My suggestion? Try the Captain Rick, a very cool cocktail that includes Bush Tea.
Why It Feels So Different
Most of St. Thomas is oriented toward the Caribbean side. The water is calmer, the beaches wider, the infrastructure more built out. Hull Bay faces the Atlantic, and that single detail changes everything.
The wind is stronger here. The waves carry more force. The shoreline is tighter, shaped by rock and movement rather than long stretches of white sand. There’s less development, fewer structures between the hills and the water. What you see is closer to how the island functions beyond its busiest corridors.
You notice it in how people use the beach. There’s no transition from parking lot to resort setup. You step out, you’re already part of it. The environment sets the terms.
How to Spend Your Time Here
You don’t plan a full-day itinerary at Hull Bay in the traditional sense. You come, you stay as long as it holds your attention, and you leave when it doesn’t.
Start by walking the edge of the shoreline. The texture shifts underfoot from sand to small rock, then back again. Watch the sets come in and see how the surfers position themselves. Even if you don’t go in the water, the movement is constant enough to hold your focus.
Take a seat at The Shack and let the view do the work. Order something simple, watch how the light changes on the water. Conversations around you move in and out without pressure to join.

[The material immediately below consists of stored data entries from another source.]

Issue #4206, opened 2020-06-02
[consensus] simplify PendingVote


zekun000:
PendingVote was designed to support votes in any round, and as we move to the RoundState world, PendingVote is per round instance.

We could simplify how it works by assuming all the votes/timeout inside is for the same round now.

mimoo:
this would mean moving PendingVotes to the internal state of a RoundState right? Right now it is in block store

zekun000:
@mimoo what revision are you looking at? it's part of the RoundState since long time ago

mimoo:
Ah indeed! I got tricked seeing that the file is in `block_storage/`! There's a number of things that can be simplified here then :)

mimoo:
So here's what I propose:

- [ ] make the logic work with the new assumption that we are at a specific/fixed round https://github.com/libra/libra/pull/4927
- [ ] simplify the logic to make it easy to match it to a spec (by inlining functions inside of `insert_vote()` https://github.com/libra/libra/pull/4927
- [ ] pass epoch+round as arguments to insert_vote()
- [ ] move out of `block_storage/`

PR #4927, opened 2020-07-07
[consensus] simplifying pending vote logic

mimoo:
Now that a pending vote store is linked to a specific RoundState,
it cannot contain votes that are for a different (epoch, round) tuple.

Thus, we can greatly simplify the logic.

Notably:

* I do not replace an equivocating vote with the new one anymore (simpler logic for something that had no proven benefits).
* I get rid of a panic when `validator_verifier.check_voting_power()` returns an error we don't know of.
* I inline every functions into `insert_vote()` to make it easier to follow along the specification.

the second commit:

* moves pending_votes out of block_store (it doesn't have anything to do with blocks)
* moves all the pending_vote_tests into pending_votes (there's only two tests)


consensus/consensus-types/src/vote.rs
```diff
@@ -62,6 +62,16 @@ impl Vote {
         }
     }
 
+    /// Returns true if the two votes are equivalent. This does not take into account the timeout signature.
+    pub fn equivalent_to(&self, other: &Self) -> bool {
+        let mut equivalent = true;
```
zekun000, line 67: I think you can just compare ledger_info.hash, `verify` already guarantees other fields hash matches consensus_data_hash inside

consensus/src/block_storage/pending_votes.rs
```diff
@@ -1,12 +1,15 @@
 // Copyright (c) The Libra Core Contributors
 // SPDX-License-Identifier: Apache-2.0
 
+//! PendingVotes store pending votes observed for a fixed epoch and round.
```
zekun000, line 4: use `///` instead

mimoo:
cool! I'll start working on making tests pass, and move this out of block_storage as per https://github.com/libra/libra/issues/4206#event-3521192785

consensus/consensus-types/src/vote.rs
mimoo: OK I see, the only field that can still differ is the signature but this needs to be tolerated because of malleability

Screen Shot 2020-07-07 at 8 33 23 PM

mimoo:
> you probably want to split into smaller functions

100 LOC with comments, I don't think it's that bad : o
imo it makes it easier to read along the specification.

consensus/src/block_storage/pending_votes.rs
mimoo: why? That's a module-level doc : o

zekun000: hmm, isn't this documenting the module?

zekun000: oh i see, https://learning-rust.github.io/docs/a5.comments_and_documenting_the_code.html TIL

consensus/src/pending_votes.rs
```diff
@@ -0,0 +1,365 @@
...
+    /// There might be some issues adding a vote
+    ErrorAddingVote(VerifyError),
+    /// The vote is not for the current round.
+    UnexpectedRound(u64, u64),
+}
+
+/// A PendingVotes structure keep track of votes
+pub struct PendingVotes {
+    /// Maps LedgerInfo digest to associated signatures (contained in a partial LedgerInfoWithSignatures).
+    /// This might keep multiple LedgerInfos (for the current round) to tolerate non-determinism in execution.
```
zekun000, line 49: this is not to tolerate non-determinism, a round can have a good proposal and a NIL proposal

mimoo: yeah actually execution should always be deterministic oO (I just copied that comment), IIUC it is possible that if the proposer creates different proposals, we end up receiving timeout votes that carry different proposals as well right? In this case we would save them under different li_digest_to_votes

zekun000: > then we can end up receiving timeout votes that carry different proposals as well right?

yup

mimoo: ok I'll modify the comment according to this!

mimoo: which makes me think, we should log the receiving of different non-NIL proposals for the same round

If the conditions are calm enough, step into the water briefly. You’ll feel the difference immediately. It’s not the kind of place where you float without thinking. You stay aware, you stay present, and that’s part of the draw.
When to Go
Hull Bay shifts with the conditions more than most beaches on the island. On days with stronger swell, the surf becomes the main event. More locals arrive, boards in hand, and the water fills with movement.
On calmer days, the bay feels even quieter. Fewer people, less activity in the water, more time to take in the setting without interruption.
Midweek visits tend to feel more local, with fewer visitors making the drive. Weekends bring a slightly fuller scene, but it never reaches the density of the island’s more well-known beaches.
Getting There
From Charlotte Amalie, the drive to Hull Bay takes about 15 minutes, but it feels longer in the best way. You leave behind the busier roads and move into tighter curves, climbing and descending through hills that frame quick views of the ocean.
The final stretch drops you directly to the bay. Parking is informal, usually along the roadside near the beach. There’s no grand entrance, no signage directing you through a planned arrival. You know you’re there when the water opens up in front of you.
Where to Stay Nearby
You won’t find large resorts at Hull Bay itself. Staying here means choosing something smaller, more residential, and letting the bay be part of your daily routine rather than a one-time stop.
In the nearby hills, villas and small guesthouses offer views that stretch across the north side of the island. You wake up to the same sound you heard on the beach—waves carrying across open water.
Closer to Magens Bay, about 10 minutes away, you’ll find more structured accommodations, including The Mafolie Hotel, where hillside rooms look out over Charlotte Amalie and the harbor. It gives you access to both sides of the island: the calm Caribbean waters and the more active Atlantic edge.
If you prefer a more traditional resort base, properties near Charlotte Amalie keep you within easy reach of Hull Bay while offering full-service amenities. The drive becomes part of the daily shift between environments.
Why You Come Back
Hull Bay doesn’t deliver a checklist of experiences. It just feels different. You remember how you feel.
You come back for the sound. For the way the water moves with more force. For the absence of layers between you and the shoreline. You come back because it shows a side of St. Thomas that isn’t arranged or adjusted.
Hull Bay stays in your memory because it feels almost like a neighborhood beach. It remains steady in its own way, shaped by the Atlantic and the people who return to it every day.